= Poruṇarāṟṟuppaṭai =

Ancient Tamil poem

Porunarāṟṟuppaṭai (பொருநராற்றுப்படை, lit. "guide for war bards") is an ancient Tamil poem and the second lay of the Pattuppattu anthology in the Sangam literature. It contains 248 lines, mostly in the akaval meter. It is one of five arruppatai genre poems, possibly the oldest one, aimed as a guide to other bards seeking a patron for their art. Set in the early Chola kingdom, describes about Uraiyur, the capital of Cholas and the Powerful King of early cholas Karikala Cholan, his early life and how he brought up the King of Chola Kingdom. It was composed by Mutattamakkanniyar sometime around 180–190 CE, states Kamil Zvelebil – a Tamil literature scholar.

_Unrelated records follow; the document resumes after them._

PR #9265, opened 2024-11-10
Improve & speed up the translation-related code a bit

oleg-derevenetz:
* Added more sanity checks when loading a MO file;
* Store the translated strings themselves instead of just pointers to parts of the buffer. Previously, it was assumed that the strings in the buffer always null-terminated (and that's how it should be according to the MO format specification), but if the MO file is corrupted, then this may not be the case. As a result, this may result in reading beyond the buffer boundaries.
* Added support for both big-endian and little-endian versions of MO files with endianness autodetection;
* Removed the TODO comment regarding the hash table and an explanatory comment was written instead;
* Fixed a suspicious place in `agg_image.cpp` in regard to endianness;
* Added the ability for `ROStreamBuf` to work in two modes: "view mode" (working on top of the external buffer - same as before) and "owning mode" (transferring the ownership of an external buffer to the `ROStreamBuf` through the move operation). `StreamFile::getStreamBuf()` now returns the owning `ROStreamBuf` instead of the `RWStreamBuf`;
* `ROStreamBuf` is now able to create const "views" of data inside itself (no copies -> no dynamic memory allocations):
  * `getRawView()` as a "copyless" alternative to `getRaw()`;
  * `getStringView()` as a "copyless" alternative to `getString()`;
* Removed some obsolete or trivial `static_assert()` messages in various places;
* Fixed the behavior of `StringSplit()` function - in the `master` branch, it produces wrong results in certain cases, e.g. `StringSplit( "", '#' )` produces `{}` (should be `{ "" }`), `StringSplit( "#", '#' )` produces `{ "" }` (should be `{ "", "" }`), etc. The logic of this method is incorrect from the moment the original fheroes2 sources are imported.

### DIFF
--- a/src/engine/agg_file.cpp
+++ b/src/engine/agg_file.cpp
@@ -41,13 +41,13 @@ namespace fheroes2
             return false;
         }
 
-        RWStreamBuf fileEntries = _stream.toStreamBuf( count * fileRecordSize );
+        RWStreamBuf fileEntries = _stream.getStreamBuf( count * fileRecordSize );
         const size_t nameEntriesSize = _maxFilenameSize * count;
         _stream.seek( size - nameEntriesSize );
-        RWStreamBuf nameEntries = _stream.toStreamBuf( nameEntriesSize );
+        RWStreamBuf nameEntries = _stream.getStreamBuf( nameEntriesSize );
 
         for ( size_t i = 0; i < count; ++i ) {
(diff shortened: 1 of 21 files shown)


ihhub (approved):

ihhub:
@oleg-derevenetz , huge thanks for these changes and speedups!

PR #9270, opened 2024-11-13
Android: update the desugar_jdk_libs_nio dependency to 2.1.3

oleg-derevenetz:
Here is the changelog:

https://github.com/google/desugar_jdk_libs/blob/master/CHANGELOG.md

In theory, there are no critical changes that can break something.


ihhub (approved):

ihhub:

PR #9278, opened 2024-11-18
Show a warning dialog upon a map file loading failure

### LINKED ISSUE #9250: Modified PoL maps loading with SW/demo resources
### Preliminary checks

In a case we try to load PoL map manually renamed in SW format the game just jumps back to the main menu:

https://github.com/user-attachments/assets/0bed78fd-89a2-4885-9bf7-90331ca038a9

I suggest showing some pop up window noting that the engine can not load the map due to lacking of the full version.

I also suggest mentioning in the first startup dialogs or scenario selection dialog, that you will not able to run any PoL or fh2 map.
image

### Additional info

_No response_

ihhub:
close #9250

Since the PoL map is renamed that it could be considered as corrupted as it was modified manually. We don't need to show a very detailed explanation for this matter.


src/fheroes2/game/game_scenarioinfo.cpp
```diff
@@ -434,6 +434,7 @@ namespace
 
         if ( mapInfo.version == GameVersion::SUCCESSION_WARS || mapInfo.version == GameVersion::PRICE_OF_LOYALTY ) {
             if ( world.LoadMapMP2( mapInfo.filename, ( mapInfo.version == GameVersion::SUCCESSION_WARS ) ) ) {
+                fheroes2::showStandardTextMessage( _( "Warning" ), _( "The map is corrupted." ), Dialog::OK );
```
oleg-derevenetz, line 437: It looks like this warning (and the warning below) will be shown if map has been successfully loaded. Shouldn't it be the other way around?

ihhub: You are absolutely right!

mind-james (commented):
The new dialogue shows up for maps with renamed extensions as intended, but the menu screen is only partly drawn (looks cropped) as long as the dialogue is visible.

mind-james (approved):
Seems good now. Tested by deleting expansion data file, then renaming Arrax map extension to mp2. Error dialog comes up and there is no cropping of the menu.

PR #9279, opened 2024-11-18
Fix a few more code smells

oleg-derevenetz:
* Flatten the structure of `zzlib.cpp`: move methods out of `namespace Compression {}`, use `Compression::` syntax instead;
* `Compression::zipStreamBuf()`: add `const`;
* `Troops::GetFirstValid()`: add `const`.


ihhub (approved):

ihhub:
@oleg-derevenetz , thank you so much for keeping the code clean!

PR #9281, opened 2024-11-18
Synchronize maximum allowed number of characters for input and Virtual Keyboard

ihhub:
- if a string has a limit on length when virtual keyboard invoked from this dialog will have the same limit
- all save files now have a limit of 255 characters. Previously, the limit was per dialog size.


src/fheroes2/dialog/dialog_selectfile.cpp
```diff
@@ -478,7 +478,8 @@ namespace
                     needRedraw = true;
                 }
                 else if ( !listboxEvent && le.isAnyKeyPressed()
-                          && ( !isTextLimit || fheroes2::Key::KEY_BACKSPACE == le.getPressedKeyValue() || fheroes2::Key::KEY_DELETE == le.getPressedKeyValue() )
+                          && ( filename.size() >= lengthLimit || fheroes2::Key::KEY_BACKSPACE == le.getPressedKeyValue()
```
Districh-ru, line 481: Hi,@ihhub, I'm not able to input any character in save game dialog.
Here we should check that there is no input limit: `filename` is lower than `lengthLimit `:
```suggestion
                          && ( filename.size() < lengthLimit || fheroes2::Key::KEY_BACKSPACE == le.getPressedKeyValue()
```

ihhub: Hmm... no idea why I did this...

Districh-ru (approved):

Branikolog:
Hi, @ihhub !
I've made a couple of tests and find an issue:

https://github.com/user-attachments/assets/6e3d161b-fb80-4f9f-b5a1-ff435672a4dc

Districh-ru:
Hi, @Branikolog, the text input cursor position setting should be fixed now.

Branikolog:
@Districh-ru thanks for fixing it!
I've found one more similar issue:

https://github.com/user-attachments/assets/ed0ef815-b881-4a52-bac0-5321f9fbbbcc

I've used several spaces in a row for the 5th line and cursor appears to be shifted in the same manner, as you've fixed above. 
Could you, please, try to fix it?

Districh-ru:
> @Districh-ru thanks for fixing it! I've found one more similar issue:
> 2024-11-27.10-21-43.mp4
> 
> I've used several spaces in a row for the 5th line and cursor appears to be shifted in the same manner, as you've fixed above. Could you, please, try to fix it?

Hi, @Branikolog,
Unfortunately it is not so easy to fix it quickly.
Lets fix this issue in a separate PR because it is not related to maximum input characters limit synchronization.

Branikolog (approved):
Everything else is fine!
Thanks!

PR #9283, opened 2024-11-18
Improve the castle reinforcement logic for AI (implement the long-standing TODO comment)

oleg-derevenetz:


src/fheroes2/ai/ai_planner_castle.cpp
```diff
@@ -307,24 +311,215 @@ void AI::Planner::updateKingdomBudget( const Kingdom & kingdom )
...
+        guestHeroArmy.UpgradeTroops( castle );
+        guestHeroArmy.MergeSameMonsterTroops();
+    }
+
+    // It is allowed to hire non-upgraded units even if an upgraded dwelling is built
+    static const std::array<uint32_t, 12> castleDwellings{ DWELLING_UPGRADE7, DWELLING_UPGRADE6, DWELLING_MONSTER6, DWELLING_UPGRADE5,
+                                                           DWELLING_MONSTER5, DWELLING_UPGRADE4, DWELLING_MONSTER4, DWELLING_UPGRADE3,
+                                                           DWELLING_MONSTER3, DWELLING_UPGRADE2, DWELLING_MONSTER2, DWELLING_MONSTER1 };
+
+    for ( const uint32_t dwelling : castleDwellings ) {
```
ihhub, line 352: Hi @oleg-derevenetz , I might don't fully understand the proposed logic. Let me explain how I read this code:
- run through all possible monsters in the castle
- if no monster exists or no available for hire then do nothing
- if it does and available for hire then try to hire them for castle's (garrison's) army
- if cannot and a hero is in the castle, try to move one slot from castle to army
- if can move then hire a new monster to the castle's army
- if cannot move then find a weakest troops among castle's and hero's armies and dismiss it, hire the monsters.

If the described logic is correct then I see one flaw: we don't try to hire monsters into hero's army like it is done inside `Castle::RecruitMonster()` method.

The Porunararruppatai poem, also transliterated as Porunarattrupadai, is set in the context of a meeting of the poet with a "war bard" (porunar) and his wife, wherein the poet guides his hosts on how to go about meeting the Chola king, the background information about the king and his kingdom.

The poem is notable for its two strings of similes. In the first string, the poet compares each part of the lute to different parts of the female body. For example, the surface of the lute is described as "fair belly of the pregnant woman" and the overall appearance of the musical instrument is described as "bedecked bride". In the second string of similes, a danseuse body is compared to images of nature. The poet compares, for example, her small feet to "tongue of a panting hound", her mound-of-venus to "seat of bees", her navel to "water ripple", her earlobes to "well-shaped loops of scissors". The poem also includes hyperbolic and humorous statements.

The poem is a source of historical information about the ancient Chola kingdom and king Karikala. It describes the River Kaveri along with the towns settled along its banks. The poem dedicates many lines each to four regions of the Chola kingdom, along with flora, fauna and different fruits. The Porunararruppatai is another source of the ancient Tamil culture, lifestyle, and people. For example, it mentions the town of Cholanadu and states that the inhabitants there eat meat and drink liquor, states Zvelebil. According to Chelliah, this poem suggests that the 2nd-century Tamil society ate meat, and the shift to vegetarian lifestyle happened in later centuries. The god of war Murugan, a goddess possibly Kali Kankalan, along with the ceremonial ancestral offering of red rice to crows (shraddha) are mentioned in the poem. A few lines of Porunarattrupadai allude to the rebirth and karma (ool) theories, suggestive of Brahmanical ideas.